Work to be completed:
Note each line in the data holding the string "comments" and report it.
(Exercise input)
PR #886, opened 2019-06-07
Voting: Make early execution configurable

facuspagnuolo:
Related to https://github.com/aragon/aragon/issues/590

This PR aims to turn the fact that votes can be early executed once they have already been decided, into a configurable option.

### DIFF
--- a/apps/voting/contracts/Voting.sol
+++ b/apps/voting/contracts/Voting.sol
@@ -18,6 +18,7 @@ contract Voting is IForwarder, AragonApp {
     bytes32 public constant CREATE_VOTES_ROLE = keccak256("CREATE_VOTES_ROLE");
     bytes32 public constant MODIFY_SUPPORT_ROLE = keccak256("MODIFY_SUPPORT_ROLE");
     bytes32 public constant MODIFY_QUORUM_ROLE = keccak256("MODIFY_QUORUM_ROLE");
+    bytes32 public constant MODIFY_EARLY_EXECUTION_ROLE = keccak256("MODIFY_EARLY_EXECUTION_ROLE");
     bytes32 public constant MODIFY_OVERRULE_WINDOW_ROLE = keccak256("MODIFY_OVERRULE_WINDOW_ROLE");
 
     uint64 public constant PCT_BASE = 10 ** 18; // 0% = 0; 1% = 10^16; 100% = 10^18
@@ -34,6 +35,7 @@ contract Voting is IForwarder, AragonApp {
     string private constant ERROR_CAN_NOT_EXECUTE = "VOTING_CAN_NOT_EXECUTE";
     string private constant ERROR_CAN_NOT_FORWARD = "VOTING_CAN_NOT_FORWARD";
     string private constant ERROR_NO_VOTING_POWER = "VOTING_NO_VOTING_POWER";
+    string private constant ERROR_SAME_EARLY_EXECUTION = "VOTING_SAME_EARLY_EXECUTION";
     string private constant ERROR_WITHIN_OVERRULE_WINDOW = "VOTING_WITHIN_OVERRULE_WINDOW";
     string private constant ERROR_INVALID_OVERRULE_WINDOW = "VOTING_INVALID_OVERRULE_WINDOW";
     string private constant ERROR_DELEGATES_EXCEEDS_MAX_LEN = "VOTING_DELEGATES_EXCEEDS_MAX_LEN";
@@ -56,6 +58,7 @@ contract Voting is IForwarder, AragonApp {
         mapping (address => VoterState) voters;
         mapping (address => address) casters;
         uint64 overruleWindow;
+        bool earlyExecutionDisallowed;
     }
 
     MiniMeToken public token;
@@ -67,6 +70,7 @@ contract Voting is IForwarder, AragonApp {
     mapping (uint256 => Vote) internal votes;
     uint256 public votesLength;
 
+    bool private earlyExecutionDisallowed;
     uint64 public overruleWindow;
     mapping (address => address) internal representatives;
 
@@ -77,6 +81,7 @@ contract Voting is IForwarder, AragonApp {
     event ExecuteVote(uint256 indexed voteId);
     event ChangeSupportRequired(uint64 supportRequiredPct);
     event ChangeMinQuorum(uint64 minAcceptQuorumPct);
+    event ChangeEarlyExecution(bool allowed);
     event ChangeOverruleWindow(uint64 newOverruleWindow);
     event ChangeRepresentative(address indexed voter, address indexed newRepresentative);
 
@@ -134,6 +139,20 @@ contract Voting is IForwarder, AragonApp {
     }
 
     /**
+    * @notice `_earlyExecutionAllowed ? 'Allow' : 'Disallow'` early execution of votes
+    * @param _earlyExecutionAllowed Early execution setting for new votes
+    */
+    function changeEarlyExecution(bool _earlyExecutionAllowed)
+        external
+        authP(MODIFY_EARLY_EXECUTION_ROLE, arr(uint256(_earlyExecutionAllowed ? 1 : 0), uint256(earlyExecutionDisallowed ? 0 : 1)))
+    {
+        bool earlyExecutionDisallowed_ = !_earlyExecutionAllowed;
+        require(earlyExecutionDisallowed != earlyExecutionDisallowed_, ERROR_SAME_EARLY_EXECUTION);
+        earlyExecutionDisallowed = earlyExecutionDisallowed_;
+        emit ChangeEarlyExecution(_earlyExecutionAllowed);
+    }
+
+    /**
     * @notice Change overrule window to a duration of `@transformTime(_newOverruleWindow)`
     * @param _newOverruleWindow New overrule window in seconds
     */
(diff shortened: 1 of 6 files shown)


apps/voting/contracts/Voting.sol
```diff
@@ -86,9 +90,17 @@ contract Voting is IForwarder, AragonApp {
     * @param _supportRequiredPct Percentage of yeas in casted votes for a vote to succeed (expressed as a percentage of 10^18; eg. 10^16 = 1%, 10^18 = 100%)
     * @param _minAcceptQuorumPct Percentage of yeas in total possible votes for a vote to succeed (expressed as a percentage of 10^18; eg. 10^16 = 1%, 10^18 = 100%)
     * @param _voteTime Seconds that a vote will be open for token holders to vote (unless enough yeas or nays have been cast to make an early decision)
+    * @param _earlyExecutionAllowed Boolean telling whether votes are allowed to be early executed or not
     * @param _overruleWindow Seconds representing the period where a voter will be able to override a representative's decision on a vote
     */
-    function initialize(MiniMeToken _token, uint64 _supportRequiredPct, uint64 _minAcceptQuorumPct, uint64 _voteTime, uint64 _overruleWindow)
+    function initialize(
```
izqui: Not specific to this PR, but wondering whether we should keep old initializers for backwards compatibility. The old initializer could just use the current initializer and set the new parameters to the default zero value (which would have the same effect as if the app was initialized before the upgrade)

If we don't do that, as most templates get the app base from the latest version in the aragonPM repo, publishing a new version with a different initializer will break the old templates.

facuspagnuolo: I completely agree with your point, I actually choose that pattern in the past but I remember someone recommending not to do it. IMO, I think it's best to leave initializers as they are and add a separate setter to configure whatever is needed to ensure we are backwards compatible

apps/voting/contracts/Voting.sol
```diff
@@ -63,6 +65,7 @@ contract Voting is IForwarder, AragonApp {
     mapping (uint256 => Vote) internal votes;
     uint256 public votesLength;
 
+    bool public earlyExecutionAllowed;
```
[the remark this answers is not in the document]
facuspagnuolo: Sure, makes a lot of sense. I completely missed that

apps/voting/contracts/Voting.sol
```diff
@@ -464,31 +482,33 @@ contract Voting is IForwarder, AragonApp {
...
 
-        // Voting is already decided
-        if (_isValuePct(vote_.yea, vote_.votingPower, vote_.supportRequiredPct)) {
+        // If the vote is already decided and early execution is allowed, it can be executed
+        if (!earlyExecutionDisallowed && _isValuePct(vote_.yea, vote_.votingPower, vote_.supportRequiredPct)) {
             return true;
         }
 
-        // Vote ended?
+        // If the vote is still open but early execution is not allowed, it cannot be executed
```
bingen: I think this comment is not accurate. It should be something like:
```
If the vote is still open but early execution is not allowed or vote is not decided yet (checked just above), it cannot be executed
```
Or just leave:
```
If the vote is still open, it cannot be executed
```
and assume reader has gone through previous lines, which is probably more consistent with the rest of comments in this functions, that don't include information about previous checks.

apps/voting/test/contracts/voting.js
```diff
@@ -302,6 +317,20 @@ contract('Voting App', ([root, holder1, holder2, holder20, holder29, holder51, n
                     assert.equal(await executionTarget.counter(), 2, 'should have executed result')
                 })
 
+                it('cannot early execute vote when early execution is disallow even when decided', async () => {
+                    await voting.changeEarlyExecution(false)
+                    await voting.vote(voteId, true, true, { from: holder51 }) // causes execution
```
izqui:
```suggestion
                    await voting.vote(voteId, true, true, { from: holder51 })
```

apps/voting/contracts/Voting.sol
```diff
@@ -63,6 +65,7 @@ contract Voting is IForwarder, AragonApp {
     mapping (uint256 => Vote) internal votes;
     uint256 public votesLength;
 
+    bool public earlyExecutionDisallowed;
```
izqui: We could make it a private state variable and implement a `earlyExecutionAllowed` getter, as the rest of the contract's external interface (including the `ChangeEarlyExecution` event) uses `allowed` instead of `disallowed`

luisivan:
Included this for 0.9, the next release that will introduce smart contract changes. Thanks @facuspagnuolo!

apps/voting/contracts/Voting.sol
```diff
@@ -128,6 +132,20 @@ contract Voting is IForwarder, AragonApp {
...
 
+    /**
+    * @notice `_earlyExecutionAllowed? 'Allow' : 'Disallow'` votes early execution
+    * @param _earlyExecutionAllowed New votes early execution setting
+    */
+    function changeEarlyExecution(bool _earlyExecutionAllowed)
+        external
+        authP(MODIFY_EARLY_EXECUTION_ROLE, arr(uint256(_earlyExecutionAllowed ? 1 : 0), uint256(earlyExecutionDisallowed ? 0 : 1)))
+    {
+        bool _earlyExecutionDisallowed = !_earlyExecutionAllowed;
```
sohkai: Could we rename this to `earlyExecutionDisallowed_` instead, to avoid confusion with arguments and local variables?

apps/voting/test/contracts/voting.js
```diff
@@ -302,6 +317,20 @@ contract('Voting App', ([root, holder1, holder2, holder20, holder29, holder51, n
...
+                    await voting.vote(voteId, true, true, { from: holder51 })
+
+                    const [isOpen, isExecuted] = await voting.getVote(voteId)
+                    assert.isTrue(isOpen, 'vote should still be open')
+                    assert.isFalse(isExecuted, 'vote should have not been executed')
+                    assert.isFalse(await voting.canExecute(voteId), 'vote cannot be executed')
+
+                    await voting.mockIncreaseTime(VOTING_DURATION + 1)
+                    await voting.executeVote(voteId)
+                    assert.equal(await executionTarget.counter(), 2, 'should have executed result')
```
sohkai: Should we also add a check that `voting.canExecute()` is true now?

apps/voting/test/contracts/voting.js
```diff
@@ -114,6 +116,19 @@ contract('Voting App', ([root, holder1, holder2, holder20, holder29, holder51, n
...
+
+            const receipt = await voting.changeEarlyExecution(false)
+            assertAmountOfEvents(receipt, 'ChangeEarlyExecution')
+            assertEvent(receipt, 'ChangeEarlyExecution', { allowed: false })
+
+            assert.isFalse(await voting.isEarlyExecutionAllowed(), 'early execution should be disallowed')
+        })
+
+        it('fails trying to set the same early execution setting', async () => {
+            await assertRevert(voting.changeEarlyExecution(true), 'VOTING_SAME_EARLY_EXECUTION')
```
sohkai: We should also add a test to check that the Voting app is correctly configured after initialization (e.g. has the right support / quorum, but also its default values for early execution and overrule window).

apps/voting/test/contracts/voting.js
```diff
@@ -413,26 +466,56 @@ contract('Voting App', ([root, holder1, holder2, holder20, holder29, holder51, n
...
+                await voting.vote(voteId, true, true, { from: holder2 })
+
+                const [isOpen, isExecuted] = await voting.getVote(voteId)
+
+                assert.isTrue(isOpen, 'vote should still be open')
+                assert.isFalse(isExecuted, 'vote should have not been executed')
+                assert.isFalse(await voting.canExecute(voteId), 'vote cannot be executed')
+            })
+
+            it('creating vote as holder2 does not executes vote', async () => {
```
sohkai:
```suggestion
            it('creating vote as holder2 does not execute vote', async () => {
```

apps/voting/contracts/Voting.sol
```diff
@@ -464,31 +490,33 @@ contract Voting is IForwarder, AragonApp {
...
     function _canExecute(Vote storage vote_) internal view returns (bool) {
+        // If vote is already executed, it cannot be executed again
         if (vote_.executed) {
             return false;
         }
 
-        // Voting is already decided
-        if (_isValuePct(vote_.yea, vote_.votingPower, vote_.supportRequiredPct)) {
+        // If the vote is already decided and early execution is allowed, it can be executed
+        if (isEarlyExecutionAllowed() && _isValuePct(vote_.yea, vote_.votingPower, vote_.supportRequiredPct)) {
```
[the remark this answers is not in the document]
facuspagnuolo: Since I'll address your suggestion of storing this value within the vote struct, this line will change

apps/voting/test/contracts/voting.js
facuspagnuolo: isn't that being checked [here](https://github.com/aragon/aragon-apps/pull/886/files#diff-5af58e0b9d17bd3d4f22ad98562608bdR120)?

facuspagnuolo: will move it to a separate test to make it clearer

apps/voting/scripts/vote-stats.js
```diff
@@ -48,13 +48,13 @@ module.exports = async (cb) => {
   const voting = Voting.at(appAddress)
 
   const [
-    isOpen,
```
facuspagnuolo: I did this because I was hitting the `stack too deep` issue... Based on what I checked, this returned value wasn't being used in the frontend.

facuspagnuolo:
@sohkai thanks for the review! Already addressed your comments, please LMKYT!

apps/voting/scripts/vote-stats.js
sohkai: Sounds good! I'm quite sure we do all of the end date calculations locally in the frontend so no need to worry about it there.

This script is used to generate a CSV file that can be used in data visualization tools, and here as well, we shouldn't need the `isOpen` field.

However, I think it'd be worth introducing another public function to allow another contract on-chain to check for a vote's open status, if we're not hitting the contract size limit yet.

facuspagnuolo: Sure. I didn't want to add it to avoid increasing the bytecode, but if that’s not a problem let's go with it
(End Exercise input)
Output:
and assume reader has gone through previous lines, which is probably more consistent with the rest of comments in this functions, that don't include information about previous checks.
@sohkai thanks for the review! Already addressed your comments, please LMKYT!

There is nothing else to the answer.